Introduction NICE guidance for the investigation of chest pain of recent onset1 recommends clinical assessment and risk stratification within a diagnostic algorithm. Patients with pain considered “non-anginal”, and those with atypical/typical anginal pain but a likelihood of coronary artery disease (CAD) <10% are not routinely recommended for cardiac investigation. This study sought to assess whether clinical outcomes support these patients being considered at low risk of CAD.

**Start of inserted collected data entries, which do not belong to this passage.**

Issue #1057, opened 2025-12-16
Commitlint PR title instead of commits


fengelniederhammer:
and only allow squash merges.

Since we usually squash merge anyway, linting the commit message isn't really relevant. Instead the PR title is relevant.

PR #1060, opened 2025-12-18
chore(github-actions): configure commitlint to lint the PR title

fhennig:
#1057 (not completely resolved: we want to only allow squash-merge)

### DIFF
--- a/package.json
+++ b/package.json
@@ -11,8 +11,6 @@
     "release-please": "^17.1.2"
   },
   "scripts": {
-    "commitlint:last-commit": "commitlint --from=HEAD~1 --verbose",
-    "commitlint:merge-base": "commitlint --from=$(git merge-base HEAD main) --verbose",
     "release-please-dry-run": "release-please release-pr --dry-run --config-file=components/release-please-config.json --manifest-file=components/.release-please-manifest.json --repo-url='https://github.com/GenSpectrum/dashboard-components' --path components",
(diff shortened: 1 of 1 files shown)


fengelniederhammer:
There is also 
```
    "commitlint:last-commit": "commitlint --from=HEAD~1 --verbose",
    "commitlint:merge-base": "commitlint --from=$(git merge-base HEAD main) --verbose",
```
in the top level `package.json` which isn't really necessary anymore. I'm undecided whether to leave it or remove it. What do you think?

fengelniederhammer:
> Maybe the changelog preview could be modified so it does a merge with the PR title to generate the changelog? But there might be merge conflicts. Or maybe there is another way, we could investigate this; but I would just drop this action, personally.

It has been quite useful sometimes (admittedly more when we were new to release-please). Especially for breaking changes it's nice to see how the changelog turns out when you want to write a proper message for breaking changes. But I'd be open to delete it for now.

fengelniederhammer:
> As Fabian said, the preview can be quite useful for people who are not very familiar with the system especially in more complicated cases with breaking changes, but I don't think that it's critical to maintain/adapt it if it takes significant effort.

If something is merged to main that doesn't have the expected changelog, it can still be changed manually in the PR and in the GitHub release. Losing the preview in the worst case means some manual extra work.

fengelniederhammer (approved):

PR #1076, opened 2026-01-29
ci(components): use "trusted publishing" via OIDC for publishing to npm

fengelniederhammer:
### Summary

When creating a new token in npm, it prompted me to use "Trusted publishers" instead: https://docs.npmjs.com/trusted-publishers#supported-cicd-providers I configured the publisher in NPM. Let's see whether it works. Then we wouldn't need the tokens anymore.

### PR Checklist


chaoran-chen (approved):
Sounds good

PR #1083, opened 2026-02-05
feat(components): queries over time label tooltip

### LINKED ISSUE #1074: queries over time: support description text for variant that is shown on hover
As a user of the component I want to describe the queries/collections/co-occurences and have the description visible somewhere. First idea was to have it pop up on hover of the name. We could also have a little asterisk-button next to it (or similar).

cov-spectrum collections already have descriptions that we could then also display.

fhennig:
resolves #1074

### Summary

Adds a new tooltip component that is used on the display labels in the rows. The tooltip displays an optional description, as well as the actual count and coverage queries.

It takes the info from the queries by using the `displayLabel` to look up the full query. This means the `displayLabel`s need to be unique. However, we already did rely on that internally, because the grid component already used the displayLabel as the key in a Map. I've added a `refine` to the schema to enforce display name uniqueness.

### Screenshot

https://github.com/user-attachments/assets/9a76ed23-1e59-408a-b07a-7cee7b3f0e48

### PR Checklist

### DIFF
--- a/components/src/preact/queriesOverTime/queries-over-time.tsx
+++ b/components/src/preact/queriesOverTime/queries-over-time.tsx
@@ -52,13 +52,15 @@ const queriesOverTimeSchema = z.object({
     queries: z
         .array(countCoverageQuerySchema)
         .min(1)
-        .refine(
-            (queries) => {
-                const duplicateDisplayLabels = findDuplicateStrings(queries.map((v) => v.displayLabel));
-                return duplicateDisplayLabels.length === 0;
-            },
-            { message: 'Display labels must be unique' },
-        ),
+        .superRefine((queries, ctx) => {
+            const duplicateDisplayLabels = findDuplicateStrings(queries.map((v) => v.displayLabel));
+            if (duplicateDisplayLabels.length > 0) {
+                ctx.addIssue({
+                    code: z.ZodIssueCode.custom,
+                    message: `Display labels must be unique. Duplicates: ${duplicateDisplayLabels.join(', ')}`,
+                });
+            }
+        }),
     views: z.array(queriesOverTimeViewSchema),
     granularity: temporalGranularitySchema,
     lapisDateField: z.string().min(1),


components/src/preact/queriesOverTime/queries-over-time.tsx
```diff
@@ -136,19 +147,51 @@ const QueriesOverTimeTabs: FunctionComponent<QueriesOverTimeTabsProps> = ({
         });
     }, [queryOverTimeData, proportionInterval, hideGaps, queryFilterValue]);
 
+    const queryLookupMap = useMemo(() => {
+        const map = new Map<
+            string,
+            { displayLabel: string; description?: string; countQuery: string; coverageQuery: string }
```
fengelniederhammer: Isn't that just the inferred type of `countCoverageQuerySchema`? Let's use that instead?

components/src/lapisApi/lapisTypes.ts
```diff
@@ -68,7 +68,7 @@ export const mutationsOverTimeResponse = makeLapisResponse(
 export type MutationsOverTimeResponse = z.infer<typeof mutationsOverTimeResponse>;
 
 const queryDefinition = z.object({
-    displayLabel: z.string(),
+    displayLabel: z.string().optional(),
```
fengelniederhammer: **Critical**: This change creates an inconsistency with the component schema. In `queries-over-time.tsx`, the `countCoverageQuerySchema` requires `displayLabel` to be present (line 43), but here you're making it optional for the LAPIS API.

**Questions:**
1. Does the LAPIS API actually return responses without `displayLabel`? 
2. If yes, how should the component handle missing display labels?
3. If no, this should remain required to match the component's expectations.

**Impact**: If LAPIS can return queries without display labels, the component will fail when trying to use them as Map keys and row labels.

**Recommendation**: Either:
- Keep `displayLabel` required in both schemas if LAPIS always provides it
- Or add proper null-handling throughout the component if it can be missing

components/src/preact/queriesOverTime/queries-over-time.stories.tsx
```diff
@@ -466,6 +466,30 @@ export const WithNoLapisDateFieldField: StoryObj<QueriesOverTimeProps> = {
...
+                countQuery: 'S:346T & S:456L',
+                coverageQuery: '!S:346N & !S:456N',
+            },
+        ],
+    },
+    play: async ({ canvasElement, step }) => {
+        await step('expect error message', async () => {
+            await expectInvalidAttributesErrorMessage(canvasElement, 'Display labels must be unique');
+        });
+    },
```
fengelniederhammer: **FYI**: Excellent test coverage! Adding a story specifically for the duplicate display labels validation is great for ensuring the error handling works correctly. This follows good testing practices.

fengelniederhammer (approved):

Methods 557 consecutive patients (50.4% male; median age 55 yrs) attending rapid access chest pain clinics (RACPC) at two hospitals were risk stratified using NICE criteria. Frequency of admission with suspected angina, diagnosis of CAD and incidence of major adverse cardiac events (MACE: myocardial infarction (MI), cerebrovascular accident (CVA), emergency revascularisation or cardiac-related death) were compared for all risk categories at 6 months.
Results Of 360/557 patients with “non-anginal” pain, 14 (3.9%) were subsequently admitted with angina, 34 (9.4%) were diagnosed with CAD, 3 (0.8%) with MI and 2 (0.6%) with CVA. This group accounted for 36.9% of all patients diagnosed with CAD and 38.5% of all patients with MACE. Of 10/557 patients with atypical/typical anginal pain and a likelihood of CAD <10%, 1 (10%) was diagnosed with CAD. None were admitted with angina or diagnosed with MACE. This group accounted for 1.1% of all patients diagnosed with CAD.
Conclusions This study suggests one in ten patients routinely excluded from cardiac investigation by the NICE algorithm have CAD and just over one in a hundred of them have a MACE episode. Although these patients are considered low risk, they account for one third of adverse cardiac events in patients attending RACPC.